___ DATA FOR THIS EXERCISE

PR #2881, opened 2026-08-28
fix(maestro-flow): fix the failing ixp coder-eval rows

joe-prosser:
The failing IxP rows ([thread](https://uipath-product.slack.com/archives/C0A2T23NJ59/p1787841394793009?thread_ts=1787824967.130479&cid=C0A2T23NJ59)) die on the clock, not the assertions: sonnet-5 lands the IxP node early, then wires ungraded detail until the turn ceiling kills the row — the dead rows' artifacts grade 1.0 when their criteria are re-run. Raising budgets doesn't help; the work expands to fill them (died at 903s under a 900s ceiling, 1203s under 1200s).

- **`routing.yaml`**: early-stop sentinel — cuts the run once the registry search has passed and a tool call writes the IxP/mock node literal. Validated: **10/10 cut rows SUCCESS at 325–682s**, including the row that previously ground to death.
- **`impl.md`**: an unnamed downstream target goes to Open Questions instead of ask-and-halt. Before: `routing/invoice-extraction` asked and built nothing. After: **built in 3/3 runs**.
- **`e2e_01`**: `turn_timeout` 1200→1500. Not effective in validation (3/3 deaths at the new ceiling) — kept for a clean-window read, happy to drop.

Validated with 6× `run-coder-eval.yml` on `agent=claude`: [1](https://github.com/UiPath/skills/actions/runs/33158931153)/[2](https://github.com/UiPath/skills/actions/runs/33158938907)/[3](https://github.com/UiPath/skills/actions/runs/33158946369), [4](https://github.com/UiPath/skills/actions/runs/33164889886)/[5](https://github.com/UiPath/skills/actions/runs/33164896580)/[6](https://github.com/UiPath/skills/actions/runs/33164902795). Full analysis on RE-13392.


richsilv (approved):

rockymadden (commented):
# 🔍 Review

Read the coder_eval early-stop internals and downloaded the artifacts from all 6 validation runs. The two validated SHAs are a clean A/B (`9fbdef83` = impl.md + budget bump, no sentinel; `c2d1e09a` = + sentinel), so the sentinel's effect is directly measurable.

## What it does

| File | Change |
|---|---|
| `references/plugins/ixp/impl.md` | An unresolved/unnamed **downstream** target is no longer a reason to ask-and-halt. Carry it in Open Questions, scaffold anyway. |
| `tests/.../ixp/routing.yaml` | Adds an early-stop **sentinel** criterion (`on_pass: stop`) that cuts the run once a tool call writes the IxP/mock node literal. Arms the registry criterion with `stop_early: {}`. Raises `task_timeout` 900 → 1200 and adds `turn_timeout: 1200`. |
| `tests/.../ixp/e2e_01_...yaml` | `turn_timeout` 1200 → 1500. |

---

## 🔴 The sentinel makes the suite worse, and the validation runs prove it

Pooled `skill-flow-ixp-routing` rows, 15 per arm:

| Arm | Row status | `.flow` artifact criterion (gate: mean ≥ 0.85) | Rows cut | Cut rows with **no node on disk** |
|---|---|---|---|---|
| `9fbdef83` no sentinel | 13 SUCCESS / 2 ERROR | **1.0** (1.0 / 1.0 / 1.0 per run) | 0 | 0 |
| `c2d1e09a` sentinel | 13 SUCCESS / 2 ERROR | **0.46** (0.75 / 0.5 / 0.2 per run) | 10 | **7** |

1. **Zero row-level benefit.** 13/15 SUCCESS in both arms. The budget bump alone already gets there.
2. **The cut destroys the artifact it is supposed to certify.** 7 of 10 cut rows ended with no IxP/mock node in any `.flow`. Every one still reported SUCCESS, because on an early-stopped run only ARMED criteria gate `final_status` (`EvaluationResult.armed_criteria_passed`), and the `run_command` artifact grep cannot be armed (it is not live-observable). The artifact criterion's suite mean falls below its own 0.85 gate in all three runs, so `suite_passed` is now False where it was True.

### Mechanism, confirmed from a transcript

`routing/receipts` in run [33164889886](https://github.com/UiPath/skills/actions/runs/33164889886):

______

=== YOUR TASK ===
Only those lines running from the one containing "run) | 0 | 0 |" through the last line of the data above are to be copied, exactly, with both ends included.

=== PROBLEM SOLUTION ===
| `9fbdef83` no sentinel | 13 SUCCESS / 2 ERROR | **1.0** (1.0 / 1.0 / 1.0 per run) | 0 | 0 |
| `c2d1e09a` sentinel | 13 SUCCESS / 2 ERROR | **0.46** (0.75 / 0.5 / 0.2 per run) | 10 | **7** |

1. **Zero row-level benefit.** 13/15 SUCCESS in both arms. The budget bump alone already gets there.
2. **The cut destroys the artifact it is supposed to certify.** 7 of 10 cut rows ended with no IxP/mock node in any `.flow`. Every one still reported SUCCESS, because on an early-stopped run only ARMED criteria gate `final_status` (`EvaluationResult.armed_criteria_passed`), and the `run_command` artifact grep cannot be armed (it is not live-observable). The artifact criterion's suite mean falls below its own 0.85 gate in all three runs, so `suite_passed` is now False where it was True.

### Mechanism, confirmed from a transcript

`routing/receipts` in run [33164889886](https://github.com/UiPath/skills/actions/runs/33164889886):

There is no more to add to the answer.